I click on an image to return a pixel colour. This works fine but I have found out that it doesn't work on iPhone 5. It works on iPhone 5s, 5SE and all other sizes. I do not understand why. The following code give red and blue as nan on iPhone 5.

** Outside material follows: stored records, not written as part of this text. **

Issue #8035, opened 2017-02-13
Reduce binary size


kkaefer:
Looking at our [binary size tracker](https://mapbox.github.io/mapbox-gl-native/metrics/binary-size/), it looks like we got a massive increase on Feb 2/3, which seems to coincide with the merge of https://github.com/mapbox/mapbox-gl-native/pull/7372. In some cases like Android arm-v7/8, the increase is as much as 1 MB. We should investigate ways of making the API leaner, and check whether there are certain templates that cause a huge amount of code to be generated.

/cc @jfirebaugh

jfirebaugh:
Do you know of any tools for profiling binary size?

kkaefer:
There's https://github.com/google/bloaty, but I've found it to be of limited use since most (~80-90%) of the pie is typically attributed to `[None]`. Looking at the `*.o` files, any code that uses RapidJSON or the conversion headers seems to be quite heavy.

jfirebaugh:
Looked into this on macOS and I can reproduce the ~500kb increase in Mapbox.framework between 6a6bddb and 22b3834. I have build directories for both of those commits, but I'm not sure how to identify why exactly the size increase occurs or how to reduce it. It looks like I'd have to start writing some custom tooling that does Mach-O binary reversing combined with analysis of the corresponding dSYM. (Apple's own [Mach-O format documentation](https://developer.apple.com/library/content/documentation/DeveloperTools/Conceptual/MachORuntime/index.html) is now a 404.)

1ec5:
Does [this article](https://developer.apple.com/library/content/documentation/DeveloperTools/Conceptual/MachOTopics/0-Introduction/introduction.html) have the Mach-O documentation you need?

jfirebaugh:
Tried switching to [mpark/variant](https://github.com/mpark/variant), it was a pessimization:

```
     VM SIZE                               FILE SIZE
 ++++++++++++++ GROWING                 ++++++++++++++
  +481%  +163Ki __TEXT,__objc_methtype   +163Ki  +481%
  +1.7% +45.0Ki __TEXT,__text           +45.0Ki  +1.7%
  +157% +37.0Ki __DATA,__const          +37.0Ki  +157%
  +5.7% +16.4Ki __TEXT,__gcc_except_tab +16.4Ki  +5.7%
  +6.4% +10.3Ki [None]                  +11.6Ki  +6.8%
[...]

PR #8430, opened 2017-03-15
[core] Replace Result<T> with optional<T> plus out Error parameter

jfirebaugh:
😞 , but `variant` is just too heavy in code-size to be instantiated with so many different template parameters.

```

//  returns the color data of the pixel at the currently selected point

func getPixelColorAtPoint(_ point:CGPoint)-> UIColor{
 let pixel = UnsafeMutablePointer<CGFloat>.allocate(capacity: 4)
 let colorSpace = CGColorSpaceCreateDeviceRGB()
 let bitmapInfo = CGBitmapInfo(rawValue: CGImageAlphaInfo.premultipliedLast.rawValue)
 if let context = CGContext(data: pixel, width: 1, height: 1, bitsPerComponent: 8, bytesPerRow: 4, space: colorSpace, bitmapInfo: bitmapInfo.rawValue){
   context.translateBy(x: -point.x, y: -point.y)
   torsoImage.layer.render(in: context)
 }
 let pColor:UIColor = UIColor(red: CGFloat(pixel[0])/255.0, green: CGFloat(pixel[1])/255.0, blue: CGFloat(pixel[2])/255.0, alpha: CGFloat(pixel[3])/255.0)

 pixel.deallocate(capacity: 4)
 print("Colour touch is \(pColor)")
 return pColor
}

//Colour touch is UIExtendedSRGBColorSpace nan 1.94443e+12 nan 1.48678e-42

Solution

  • CGContext(data: pixel, width: 1, height: 1, bitsPerComponent: 8, bytesPerRow: 4, ...)
    

    creates a graphics context which is backed up by four bytes (one for each color component), therefore you have to pass an array of UInt8:

    let pixel = UnsafeMutablePointer<UInt8>.allocate(capacity: 4)
    

    What happens in your case is that only the first 4 bytes of the first CGFloat will be set, all remaining data is undefined (and might result in nan or some arbitrary value). Even if you don't get nan, the values will be wrong.